Hello, Everybody! (1933): Rare Kate Smith Film Appearance

Hello Everybody movie Kate Smith Randolph Scott Sally BlaneHello, Everybody! with Kate Smith, Randolph Scott, and Sally Blane. “The Songbird of the South,” as Smith was known in some circles, was seen in a mere three features: The Big Broadcast (1932), Hello, Everybody! (1933), and This Is the Army (1943).
  • Hello, Everybody! (1933) movie review: William A. Seiter’s nonsensical musical – based on a screen story by Back Street and Imitation of Life author Fannie Hurst – provided stout radio and stage singer Kate Smith with a rare big-screen role. As to be expected, not as the romantic female lead.

Hello, Everybody! movie review: In rare big-screen appearance, radio & stage singer Kate Smith experiences unrequited love

Radio and stage performer Kate Smith was a force to be reckoned with when Paramount tapped her to star in William A. Seiter’s 1933 musical Hello, Everybody!.

But how do you harness such a big talent?

The answer was to cast the stout singer as an innocent farm girl who falls in love with handsome Randolph Scott. The Power and Water Company had sent him out to convince her to sell her land so the county could go through with a dam project to provide water for the city folk.

How to tackle a woman

“There’s only one way to tackle a woman…” one of the company employees tells Scott, “…Around the waste.” Now, you’d have to have arms as long as those of an octopus to put them around Kate Smith.

Now, I don’t mean to make fun of her size. Smith got enough insults on and off stage when she appeared as Big Tiny Little in the Broadway hit musical Flying High (1930–31).

In any case, as it turns out Scott only has eyes for Smith’s younger – and much prettier and thinner – sister, Sally Blane (real-life sister of Loretta Young).

Singing crusade

Taking it all in stride, Smith goes on a crusade to save her farm from the wicked city folk. She goes on the radio and becomes a success singing “Twenty Million People,” “Out in the Great Open Spaces,” and the dreadfully morose “Moon Song.”

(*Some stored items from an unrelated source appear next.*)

PR #1359, opened 2022-11-08
docs: extend waku store config tutorial of the operator docs

LNSD:
This PR covers the work pending of #1293 

Same here:

> I am not 100% sure if this is the right place (the correct markdown file) to provide these details. If you know a better place where to specify this information, do not hesitate to suggest it in the comments.

- [x] Extend the operator's documentation (the store configuration tutorial) with the changes in the waku store protocol configuration


docs/operators/how-to/configure-store.md
```diff
@@ -1,56 +1,57 @@
...
+* `--store-message-db-url`: The message store database url option controls the message storage engine. This option follows the [_SQLAlchemy_ database URL format](https://docs.sqlalchemy.org/en/14/core/engines.html#database-urls).
+
+  + SQLite engine: The only database engine supported by the nwaku node. The database URL has this shape: `sqlite://<database-file-path>`. If the `<database-file-path>` is not an absolute path (preceded by a `/` character), the file will be created in the current working directory. The SQLite engine also supports to select a non-persistent in-memory database by setting the `<database-file-path>` to `:memory:`.
+  + In the case you don't want to use a persistent message store; set the `--store-message-db-url` to an empty string, `""`. This will instruct the node to use the fallback in-memory message store.
+
+By default the node message store will be configured with a time retention policy set to `14400` seconds (4 hours). Additionaly, by default, the node message store will use the SQLite database engine to store historical messages in order to persist these between restarts.
```
rymnc, line 43:
```suggestion
By default the node message store will be configured with a time retention policy set to `14400` seconds (4 hours). Additionaly, the node message store will use the SQLite database engine to store historical messages in order to persist these between restarts. 
```

rymnc (approved):
LGTM, thanks!

docs/operators/how-to/configure-store.md
```diff
@@ -1,56 +1,57 @@
...
-./build/wakunode2 \
-  --store:true \
-  --persist-messages:true \
-  --db-path:/mnt/nwaku/data/db1/ \
-  --store-capacity:150000
+from the configured store service node. One way to trigger such queries is asking your node for historical messages using the [Waku v2 JSON RPC API](https://rfc.vac.dev/spec/16/).
+
+## Configuring the node as a store service node
+
+If the waku store node is enabled (the `--store` option is set to `true`) the node will store historical messages and will be able to serve those messages to the waku store clients.
```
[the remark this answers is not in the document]
LNSD: > Does that mean storing messages is default? (Because `--store=true` is default)

Yes, that's what I meant with _"the node will store historical messages"_.

> I'd make it explicit above that you need to set `--store=false` and set `--storenode` to setup a client only store-node.

This is not the case. Both things (server and client) are independent. You can have both on, both off, or one on and the other off.

This is what I meant with this: https://github.com/status-im/nwaku/pull/1359/files?diff=split&w=0#diff-a2d58beafcccb9e2b626c20cb0e31383f1107c520e7a427e20d2896763f71eb7R16

alrevuelta (approved):
lgtm! thanks!

docs/operators/how-to/configure-store.md
```diff
@@ -1,56 +1,57 @@
...
 
-Currently store service nodes use an in-memory key-value store as primary storage with the disk-based database only used for backups.
-Most Waku messages average a size of 1KB - 2KB,
-implying a minimum memory requirement of at least ~250MB
-for a medium capacity store of 100k messages.
-Note, however, that the allowable maximum size for Waku messages is up to 1MB.
-We are working on a disk-only and hybrid store to lower the memory requirement.
-It will soon also be possible to configure store capacity on maximum store size or number of days' history to keep.
\ No newline at end of file
+Currently store service nodes use, by default, a message store backed by an in-disk SQLite database. Most Waku messages average a size of 1KB - 2KB, implying a minimum memory requirement of at least ~250MB
```
jm-clius, line 56: Great to have some numbers here!

docs/operators/how-to/configure-store.md
```diff
@@ -1,56 +1,57 @@
...
+## Configuring the node as a store service node
+
+If the waku store node is enabled (the `--store` option is set to `true`) the node will store historical messages and will be able to serve those messages to the waku store clients.
+
+There is a set of configuration options to customize the waku store protocol's message store. These are the most relevant:
+
+* `--store-message-retention-policy`: This option controls the retention policy i.e., how long certain messages will be persisted. Two different retention policies are supported:
+  + The time retention policy,`time:<duration-in-seconds>` (e.g., `time:14400`)
+  + The capacity retention policy,`capacity:<messages-count>` (e.g, `capacity:25000`)
+  + To disable the retention policy, explicitly, set this option to to `""`, an empty string.
```
jm-clius, line 37: Can we spell out the implications? Something like: `Disabling the retention policy implies that, from nwaku's perspective, messages will either be persisted indefinitely or that retention is managed by a third party outside of the node.`

docs/operators/how-to/configure-store.md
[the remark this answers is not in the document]
jm-clius: True, but it may be worth spelling out in the client section that to configure a client _only_ `store` must explicitly be set to `false`. This is clearly implied, of course, but we should assume that operators will just skip to the section they're interested in and may be surprised that following the client guidelines lead to a node that's also persisting messages.

Not part of this conversation, but wondering if shouldn't rather make the default for `store` `false`. Otherwise many operators upgrading after the release will suddenly start persisting messages. We can warn them, of course, but I think the sensible default for a nwaku node should just be a `relay` node.

jm-clius (commented):
LGTM! Thanks. Apologies for only reviewing after merging. Comments below are not critical at all and can be addressed in future. A good idea to follow [semantic line breaks](https://sembr.org/) in future. :)

PR #1367, opened 2022-11-10
feat(rln-relay): group manager api

staheri14:
This PR is in draft mode and in progress (a lot of clean up and updating the tests) but is open to suggestions and comments.

The major change is to separate the group manager logic from waku-rln-relay part.
Group management is a component whose sole goal is to obtain group-relevant updates (whether statically or by onchain interaction, or even using a p2p protocol).
Then, group-relevant updates are consumed by a `WakuRLNRelay` object which reflects them in its internal state.
To enable this separation, a new data type `GroupManager` with a specific set of methods is defined under a newly introduced module of `group_manager`.  Methods include `start`, `stop`, `register`, `setEventsHandlers`, and `setRegistrationHandler`.
A `WakuRLNRelay` has a member field of `GroupManager` type which can be initialized to any datatype that implements the methods of a `GroupManager`.

Following this new design, all the logic related to the on-chain rln group management is moved to a separate module, `rln_group_manager`, and defined as methods of an `OnChainRlnGroupManager` type that satisfies the `GroupManager` interface.

**Note** tests are not yet updated, but you can make a local build for `wakunode2` and `chat2` with `RLN` flag set to true and they all will be successful.

# Next
Later, we can do a similar refactoring for the static group management.


waku/v2/protocol/waku_rln_relay/rln_types.nim
```diff
@@ -0,0 +1,23 @@
+import
```
staheri14, line 1: This module is created to resolve a circular dependency issue.

staheri14:
cc: @LNSD @s1fr0 @rymnc

apps/chat2/chat2.nim
```diff
@@ -34,11 +34,13 @@ import
...
   ./config_chat2
 
+
 when defined(rln) or defined(rlnzerokit):
   import
     libp2p/protocols/pubsub/rpc/messages,
     libp2p/protocols/pubsub/pubsub,
-    ../../waku/v2/protocol/waku_rln_relay/waku_rln_relay_utils
+    ../../waku/v2/protocol/waku_rln_relay/waku_rln_relay_utils,
+    ../../waku/v2/protocol/waku_rln_relay/rln_types
```
LNSD, line 43: We need to put all RLN modules behind a unique module. Please, check the other protocols (e.g., `protocols/waku_store.nim`, `protocols/waku_filter.nim`, etc.):

NB the "entry point" module is in the `protocols` folder. It imports the internal modules and reexports only those that should be accessible from outside).

With that approach, the internal modules can evolve without affecting/making the imports change in the app code (like here).

waku/v2/protocol/waku_rln_relay/rln_types.nim
LNSD: Can you put all types + logic associated (all `proc`s whose first argument is `RLN`) inside of an `rln.nim` module?

_The code that changes together should be together._

staheri14:
This PR contains some features and refactorings that would be easier to review in their own self-contained smaller PRs, so I'm closing this one and will open individual PRs after that. 

Thank @LNSD for your comments so fat, I'll take them into account in the follow up PRs.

Much more memorable is the tune she sings to “all the little colored children” in the orphanages: “Pickaninnies’ Heaven.” It’s a lullaby about a place where “all good little pickaninnies” can go to enjoy watermelon vines, pork-chop bushes, and lemonade rivers. To put it mildly, an embarrassment in the 21st century. (One reminiscent of Warner Bros.’ – much more elaborate – Wonder Bar number “Going to Heaven on a Mule” the following year.)

But there’s more. She sings a rousing chorus of “Dinah” on her radio show, followed by a frantic Charleston – the 300-pound-plus Smith dances like a featherweight. She then goes offstage doing high kicks that must have registered on the Richter Scale.

Superb vocal pipes

Kate Smith had some of the most superb vocal pipes of all time. And thanks to that big, beautiful voice, her career survived the disastrous Hello, Everybody!.

Smith wisely returned to radio – where audiences wouldn’t get preoccupied over her avoirdupois looks – and with her patriotic ditties she would have a lasting impact on the American music scene for years to come.

Hello, Everybody! (1933)

Director: William A. Seiter.

Screenplay: Lawrence Hazard & Dorothy Yost.
From a screen story by Fannie Hurst.

Cast: Kate Smith. Randolph Scott. Sally Blane. Charley Grapewin. George Barbier. Julia Swayne Gordon.
Uncredited: 1940s leading man Dennis O’Keefe is supposed to have a bit part in the film.

Hello, Everybody! (1933): Rare Kate Smith Film Appearance” review text © Danny Fortune; excerpt, image captions, bullet point introduction, and notes/endnotes © Alt Film Guide.


Hello, Everybody! (1933) Movie Review” endnotes

Randolph Scott, Sally Blane, and Kate Smith Hello, Everybody! movie image: Paramount Pictures.

Hello, Everybody! (1933): Rare Kate Smith Film Appearance” last updated in October 2021.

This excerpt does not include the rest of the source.